* [DESCRIPTION OF THE TASK]: Filter this material down to the lines that hold "didn", copying each one.

* [SOURCE RECORDS]:

PR #1164, opened 2026-06-23
Simplify/improve the target platform and the update site

merks:
- Convert org.eclipse.mylyn.commons.notifications.feed to jakarta.xml.bind like org.eclipse.mylyn.jenkins.core.
- Generate a new org.eclipse.mylyn.target.target with fewer old Orbit update sites.
- Modify the category.xml to include updated Orbit dependencies.

### DIFF
--- a/org.eclipse.mylyn-target/org.eclipse.mylyn.target.target
+++ b/org.eclipse.mylyn-target/org.eclipse.mylyn.target.target
@@ -1,108 +1,108 @@
 <?xml version="1.0" encoding="UTF-8" standalone="no"?>
 <?pde version="3.8"?>
-<!--
- *******************************************************************************
- * Copyright (c) 2022, 2026 Contributors to the Eclipse Foundation
- *
- * This program and the accompanying materials are made available under the
- * terms of the Eclipse Public License 2.0 which is available at
- * https://www.eclipse.org/legal/epl-2.0/.
- *
- * SPDX-License-Identifier: EPL-2.0
- *
- * Contributors:
- *   See git history
- *******************************************************************************
---><target name="org.eclipse.mylyn.target">
-	<locations>
-		<location includeAllPlatforms="false" includeConfigurePhase="false" includeMode="planner" includeSource="true" type="InstallableUnit">
-			<repository location="https://download.eclipse.org/cbi/updates/license/"/>
-			<unit id="org.eclipse.license.feature.group" version="0.0.0"/>
-		</location>
-		<location includeAllPlatforms="false" includeConfigurePhase="true" includeMode="planner" includeSource="true" type="InstallableUnit">
-			<repository location="https://download.eclipse.org/eclipse/updates/4.41-I-builds/"/>
-			<unit id="org.eclipse.equinox.sdk.feature.group" version="0.0.0"/>
-			<unit id="org.eclipse.equinox.p2.sdk.feature.group" version="0.0.0"/>
-			<unit id="org.eclipse.sdk.feature.group" version="0.0.0"/>
-		</location>
-		<location includeAllPlatforms="false" includeConfigurePhase="false" includeMode="planner" includeSource="true" type="InstallableUnit">
-			<repository location="https://download.eclipse.org/egit/github/updates/"/>
-			<unit id="org.eclipse.egit.github.core" version="0.0.0"/>
-		</location>
-		<location includeAllPlatforms="false" includeConfigurePhase="true" includeMode="planner" includeSource="true" type="InstallableUnit">
-			<repository location="https://download.eclipse.org/egit/updates-7.7/"/>
-			<unit id="org.eclipse.egit.feature.group" version="0.0.0"/>
-			<unit id="org.eclipse.jgit.feature.group" version="0.0.0"/>
-			<unit id="org.eclipse.jgit.lfs.feature.group" version="0.0.0"/>
-		</location>
-		<location includeAllPlatforms="false" includeConfigurePhase="true" includeMode="planner" includeSource="true" type="InstallableUnit">
-			<repository location="https://download.eclipse.org/modeling/emf/emf/builds/release/2.46.0/"/>
-			<unit id="org.eclipse.emf.sdk.feature.group" version="0.0.0"/>
-		</location>
-		<location includeAllPlatforms="false" includeConfigurePhase="true" includeMode="planner" includeSource="true" type="InstallableUnit">
-			<repository location="https://download.eclipse.org/rt/ecf/3.16.8/site.p2/3.16.8.v20260415-2025/"/>
-			<unit id="org.eclipse.ecf.remoteservice.sdk.feature.feature.group" version="0.0.0"/>
-		</location>
-		<location includeAllPlatforms="false" includeConfigurePhase="true" includeMode="planner" includeSource="true" type="InstallableUnit">
-			<repository location="https://download.eclipse.org/tools/cdt/builds/12.5/cdt-12.5.0-rc2/"/>
-			<unit id="org.eclipse.cdt.platform.feature.group" version="0.0.0"/>
-			<unit id="org.eclipse.cdt.sdk.feature.group" version="0.0.0"/>
-		</location>
-		<location includeAllPlatforms="false" includeConfigurePhase="true" includeMode="planner" includeSource="true" type="InstallableUnit">
-			<repository location="https://download.eclipse.org/tools/orbit/downloads/drops/R20180206163158/repository/"/>
-			<unit id="com.google.gerrit.common" version="0.0.0"/>
-			<unit id="com.google.gerrit.prettify" version="0.0.0"/>
-			<unit id="com.google.gerrit.reviewdb" version="0.0.0"/>
-			<unit id="com.thoughtworks.qdox" version="0.0.0"/>
-		</location>
-		<location includeAllPlatforms="false" includeConfigurePhase="true" includeMode="planner" includeSource="true" type="InstallableUnit">
-			<repository location="https://download.eclipse.org/tools/orbit/downloads/drops/R20221123021534/repository/"/>
-			<unit id="jakarta.servlet" version="0.0.0"/>
-			<unit id="org.apache.xmlrpc.client" version="0.0.0"/>
-			<unit id="org.apache.xmlrpc.common" version="0.0.0"/>
-			<unit id="org.apache.xmlrpc.server" version="0.0.0"/>
-		</location>
-		<location includeAllPlatforms="false" includeConfigurePhase="true" includeMode="planner" includeSource="true" type="InstallableUnit">
-			<repository location="https://download.eclipse.org/tools/orbit/downloads/drops/R20230531010532/repository/"/>
-			<unit id="com.sun.xml.bind" version="2.3.3.v20221203-1659"/>
-			<unit id="jakarta.xml.bind" version="2.3.3.v20221203-1659"/>
-			<unit id="javax.activation" version="1.2.2.v20221203-1659"/>
-			<unit id="javax.activation" version="2.0.0.v20221203-1659"/>
-		</location>
-		<location includeAllPlatforms="false" includeConfigurePhase="false" includeMode="planner" includeSource="true" type="InstallableUnit">
-			<repository location="https://download.eclipse.org/tools/orbit/simrel/orbit-aggregation/2026-09/"/>
-			<unit id="junit-jupiter-api" version="[6.0.0,7.0.0)"/>
-			<unit id="junit-jupiter-engine" version="[6.0.0,7.0.0)"/>
-			<unit id="junit-jupiter-migrationsupport" version="[6.0.0,7.0.0)"/>
-			<unit id="junit-jupiter-params" version="[6.0.0,7.0.0)"/>
-			<unit id="junit-platform-commons" version="[6.0.0,7.0.0)"/>
-			<unit id="junit-platform-engine" version="[6.0.0,7.0.0)"/>
-			<unit id="junit-platform-launcher" version="[6.0.0,7.0.0)"/>
-			<unit id="junit-platform-suite-api" version="[6.0.0,7.0.0)"/>
-			<unit id="junit-platform-suite-engine" version="[6.0.0,7.0.0)"/>
-			<unit id="org.apiguardian.api" version="0.0.0"/>
-			<unit id="org.glassfish.hk2.osgi-resource-locator" version="0.0.0"/>
-			<unit id="com.sun.xml.bind.jaxb-core" version="0.0.0"/>
-			<unit id="org.glassfish.jaxb.runtime" version="0.0.0"/>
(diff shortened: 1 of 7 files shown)


merks:
I used targlets to ensure the target platform is smaller and has only the things actually required by the actual projects (though I always include the Eclipse SDK so that one can do a self-hosted launch:

image

I used negative requirements to exclude outdated Orbit dependencies from the target platform that are otherwise pulled in because of package requirements are happy to resolve to those. There is only one old Orbit repository purely for the Gerrit dependencies that I did not added to the new Orbit because they are ancient and appear unmaintained.

As a side-effect of resolving the targlet, a *.target is generated.

image

The generator minimizes the list of bundles and features based on the fact that planner mode is used. and in this case generates separate locations to more closely match the previous approach.

I ran the build locally to ensure that tests pass.

Then I tried installing into a Eclipse SDK IDE with only the 4.41-I-build repository available in addition to the Mylyn repository:

image

And enhanced the content of the category.xml until the install was successful:

image

I excluded the Git (EGit) and CDT features because those require more update sites; so it's still possible something is missing, but not so likely...

merks:
Looks like the buidl gets to the site building and doesn't find `org.apache.commons.commons-logging`:

> Missing requirement: org.eclipse.mylyn-site raw:4.12.0.'SNAPSHOT'/format(n[.n=0;[.n=0;[-S]]]):4.12.0-SNAPSHOT requires 'org.eclipse.equinox.p2.iu; org.apache.commons.commons-logging 0.0.0' but it could not be found: See log for details

Not sure they my local build didn't fail that way.  

Strange where things can come from!

image

org.eclipse.mylyn-target/org.eclipse.mylyn.target.target
ruspl-afed, line 1: Ordered a bit different, we (ok, I) may need a short training how to repeat target/baseline generation locally to support this form in the future

merks: Don't worry.  This is not a hit-and-run exercise.  The generator does specify to sort the location:

image

But maybe you mean the units come before the repository?  We could specify yet another option for that too... Nothing is cast in stone here.  We've slowly added more functionality, as desired..  E.g., you can specify to generate version ranges for some IUs, or exact versions for some IUs...

One of the key points for me is that we specify a source locator, which effectively induces a p2 repository (using the p2 publisher) for the sources, along with a bunch of p2 repositories; the targlet support uses the p2 director to compute a plan from those source IUs and their requirements (where the * requirements specifies to require everything from the source location, though we can filter those with expressive predicates. ) So one resolves all the actual requirements of the actual Mylyn bundles and features to what's available in a set of repositories.  Because everything is expressed as requirements, you can express a negative requirement to exclude something.  If resolution then fails, you can determine why that thing is required and by what.  I used that to reduce the things being resolved from the older Orbit repository until it was just the gerrit bundles.

Anyway, it's just a tool.  It's really hard to author a good target platform, especially for a complex problem with so many upstream dependencies!  So better to use a tool...

merks:
Misleadingly the tests all pass for me locally in the build:

image

But not really when you look in details at the log:

image

Only a bit confusing.

merks:
@ruspl-afed @gnl42 

I did some debugging of the JAXB details.  Some details are hard-coded default:

image

Goodness knows what the thinking is behind this design and how anything else ever provides an implementation:

image

In any case, it continues to look horrible to me, but the goal of this PR is to clean up and simplify the target platform, and the tests pass now  Also the manual install into SDK test still works...

gnl42:
> Misleadingly the tests all pass for me locally in the build:
> ...
> But not really when you look in details at the log:
>...
> Only a bit confusing.

-Dmaven.test.failure.ignore=true ???

merks:
Ah ha!  I didn't look closely at the args!!

image

Maybe maybe not everything will actually work for a local build on a Windows machine...

merks:
@gnl42 

Note that I with the latest force-push I converted org.eclipse.mylyn.commons.notifications.feed like what you did for org.eclipse.mylyn.jenkins.core:

- Convert org.eclipse.mylyn.commons.notifications.feed to jakarta.xml.bind like org.eclipse.mylyn.jenkins.core.

@ruspl-afed 

I see that PDE by default creates this order:

image

So I look at the generator to order things differently.  Order doesn't actually matter (isn't meanginful) and the Platform uses both orders:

* [EXPECTED ANSWER]:
Not sure they my local build didn't fail that way.  
Ah ha!  I didn't look closely at the args!!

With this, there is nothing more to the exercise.